> [Exercise goal]
Each record should be retyped word for word.
==========
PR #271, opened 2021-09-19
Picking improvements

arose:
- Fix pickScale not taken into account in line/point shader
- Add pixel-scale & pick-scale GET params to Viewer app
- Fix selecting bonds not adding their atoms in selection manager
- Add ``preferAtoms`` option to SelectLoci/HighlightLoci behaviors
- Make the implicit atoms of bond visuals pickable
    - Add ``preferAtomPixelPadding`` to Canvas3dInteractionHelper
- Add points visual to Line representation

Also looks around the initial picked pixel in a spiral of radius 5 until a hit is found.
==========
> [Solved exercise]
PR #271, opened 2021-09-19
Picking improvements

arose:
- Fix pickScale not taken into account in line/point shader
- Add pixel-scale & pick-scale GET params to Viewer app
- Fix selecting bonds not adding their atoms in selection manager
- Add ``preferAtoms`` option to SelectLoci/HighlightLoci behaviors
- Make the implicit atoms of bond visuals pickable
    - Add ``preferAtomPixelPadding`` to Canvas3dInteractionHelper
- Add points visual to Line representation

Also looks around the initial picked pixel in a spiral of radius 5 until a hit is found.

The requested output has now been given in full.